Use GitHub's private vulnerability reporting to submit your report directly through the repository. This keeps the conversation private and structured.

If you can't use GitHub's reporting, email contact@mail.pindej.cz with:

• A description of the vulnerability
• Steps to reproduce
• Affected versions (if known)
• Any suggested fix (optional but appreciated)

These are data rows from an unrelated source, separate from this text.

PR #1258, opened 2021-01-11
docs: added back docs for release 2.3

juzhiyuan:
Please answer these questions before submitting a pull request

- Why submit this pull request?
- [ ] Bugfix
- [x] New feature provided
- [ ] Improve performance
- [ ] Backport patches

sync master with v2.3

PR #1259, opened 2021-01-11
manger api with front web 

Yangzcy423911:
The back-end and front-end services are deployed separately. There should be more detailed documents to explain. The user experience of the front-end document is better, and the back-end go should strengthen the description of the relevant documents, so as to facilitate users to use better, so as to reduce the service coupling and improve the availability.


juzhiyuan:
emmm no, duplicate with https://github.com/apache/apisix-dashboard/pull/1258

Issue #1038, opened 2020-12-12
Client-side URL redirect


juzhiyuan:
# Bug report

## Describe the bug

https://github.com/apache/apisix-dashboard/security/code-scanning/3?query=ref%3Arefs%2Fheads%2Fmaster

![image](https://user-images.githubusercontent.com/2106987/101979572-0ebf1a00-3c99-11eb-841f-d739b0e00752.png)

Redirecting to a URL that is constructed from parts of the DOM that may be controlled by an attacker can facilitate phishing attacks. In these attacks, unsuspecting users can be redirected to a malicious site that looks very similar to the real site they intend to visit, but which is controlled by the attacker.

juzhiyuan:
We may limit the target redirect URL to have the same host as the current URL.

ThanoshanMV:
Hi @juzhiyuan, I would like to work on this issue. Can you please guide me here?

juzhiyuan:
@ThanoshanMV sure! please give me some time to prepare this issue.

BTW, here[1] is our Slack channel, welcome to join in :)

[1] http://s.apache.org/slack-invite

juzhiyuan:
![image](https://user-images.githubusercontent.com/2106987/104311758-a3bf6800-5510-11eb-8291-45765ac335d3.png)


Hi @ThanoshanMV, here is the explanation from GitHub, we should limit the `redirect` URL, it MUST do the redirect action with the current host.

ThanoshanMV:
Am I okay here: `decodeURIComponent(redirect)`'s host should be the current host. If it is, then we'll perform the redirect action and if it doesn't, we don't perform any redirect action.

juzhiyuan:
@ThanoshanMV yep :)

PR #1284, opened 2021-01-13
fix: Client-side URL redirect

ThanoshanMV:

- [x] Bugfix
- [ ] New feature provided
- [ ] Improve performance
- [ ] Backport patches

- Related issues
#1038
___
### Bugfix
- Description
Untrusted URL redirection due to user-provided value.

- How to fix?
We'll get the `redirectUrl` from `decodeURIComponent(redirect)`. Extract hostname from the `redirectUrl` and check if the current host and  `redirectUrl`'s host are same. If yes, we'll perform the redirect action otherwise we don't perform any redirect action. As `window.location.href` considered risk, we'll use `history.push(path)`.  `path` will be extracted from `redirectUrl`


web/src/pages/Setting/Setting.tsx
```diff
@@ -62,7 +62,15 @@ const Setting: React.FC = () => {
         });
         setTimeout(() => {
           const redirect = getUrlQuery('redirect');
-          window.location.href = redirect ? decodeURIComponent(redirect) : '/';
+          const currentHost = window.location.host;
+          if (redirect) {
+            const redirectUrl = decodeURIComponent(redirect);
+            const redirectHost = redirectUrl.split('/')[2];
+            if (currentHost === redirectHost) {
+              window.location.href = redirectUrl;
```
liuxiran, line 70: > To guard against untrusted URL redirection, it is advisable to avoid putting user input directly into a redirect URL. Instead, maintain a list of authorized redirects on the server; then choose from that list based on the user input provided.

After read the recommended note from codeql, it seems that all urls derived from user input are considered risky, so only limit the same host is not enough(I seem the risky is still exit). 

Since the redirectUrl could not come from server(the recommended way), we may try to use `history.push` instead of `window.location.href` to avoid this sec risky, which can also complete the page redirect action.

membphis:
@ThanoshanMV CI failed

web/src/pages/Setting/Setting.tsx
ThanoshanMV: I studied the source code and understood that `history.push()` is done via importing history from umi. I referred the [umi documentation on `history.push()`](https://umijs.org/api#history). 

So, in line 70, can we try to replace the code like below:
`history.push(redirectUrl);`

liuxiran: > I studied the source code and understood that `history.push()` is done via importing history from umi. I referred the [umi documentation on `history.push()`](https://umijs.org/api#history).
> 
> So, in line 70, can we try to replace the code like below:
> `history.push(redirectUrl);`

you would better only pass the path in the `redirecrUrl` to the `history.push()`
so you have to：
1. extract the `path` form `redirecrUrl`
2. replace the code in line 70 to `history.push(path);`

just try it ^_^  @ThanoshanMV

liuxiran:
another unstable fe e2e teat case: https://github.com/apache/apisix-dashboard/pull/1284/checks?check_run_id=1693627365
may be we need a issue to trace all the unstable test cases.

cc @LiteSun

juzhiyuan:
image

Too curious, but @LiteSun has been working on this.

LiteSun:
> another unstable fe e2e test case: https://github.com/apache/apisix-dashboard/pull/1284/checks?check_run_id=1693627365
> may be we need a issue to trace all the unstable test cases.
> 
> cc @LiteSun

This test case error is not caused by an unstable e2e test. I ran the test locally and found that the error was caused by the page not automatically jumping after a successful configuration.

juzhiyuan:
Please fix it ASAP.

web/src/pages/Setting/Setting.tsx
```diff
@@ -62,7 +62,20 @@ const Setting: React.FC = () => {
...
+            const redirectHost = pathArray[2];
+            if (currentHost === redirectHost) {
+              let path = '';
+              for (let i = 3; i < pathArray.length; i++) {
+                path += '/';
+                path += pathArray[i];
+              }
+              history.push(path);
+            }
+          }
```
liuxiran, line 78: it still needs a case to cover when redirect is ''
```suggestion
          } else {
          history.push('/');
          }
```

liuxiran:
> > another unstable fe e2e test case: https://github.com/apache/apisix-dashboard/pull/1284/checks?check_run_id=1693627365
> > may be we need a issue to trace all the unstable test cases.
> > cc @LiteSun
> 
> This test case error is not caused by an unstable e2e test. I ran the test locally and found that the error was caused by the page not automatically jumping after a successful configuration.

I'm sorry for misjudgment, I found that there is a bug in the updated code, just wait for updating again.

cc @LiteSun @juzhiyuan

web/src/pages/Setting/Setting.tsx
ThanoshanMV: Okay, I'll commit sugesstion

web/src/pages/Setting/Setting.tsx
```diff
@@ -75,6 +75,8 @@ const Setting: React.FC = () => {
               }
               history.push(path);
             }
+          } else {
+          history.push('/');
```
juzhiyuan, line 79: you could run `yarn prettier --write .` under the `web` directory to format codes.

LiteSun: you can also click https://github.com/apache/apisix-dashboard/pull/1284/checks?check_run_id=1696195316 to find out what lint error it is.

ThanoshanMV: yarn-command
@juzhiyuan, I could not able to execute the command inside the `web` directory

juzhiyuan: Try running yarn install then have a try? It seems that the prettier Module is missing :)

ThanoshanMV: Sure, I'll try it and let you know

liuxiran (approved):

juzhiyuan (approved):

Security vulnerabilities include (but are not limited to):

• Authentication or authorization bypass
• Cross-site scripting (XSS)
• SQL injection or other injection attacks
• Cross-site request forgery (CSRF)
• Sensitive data exposure
• Insecure cryptographic implementation
• Privilege escalation

• General bugs (use GitHub Issues)
• Feature requests (use GitHub Issues)
• Questions about usage (use Discord or Discussions)

• Acknowledgment: within 48 hours of report
• Target fix: within 90 days, depending on severity and complexity
• Disclosure: coordinated with the reporter — we won't publish details until a fix is available

Reporters are credited in the release notes by default. If you prefer to remain anonymous, let us know in your report.

This policy covers the NETrock template repository itself. Once you run the init script and customize the project, security of your deployed application is your responsibility — though the template gives you a strong starting point. See docs/security.md for the security architecture overview.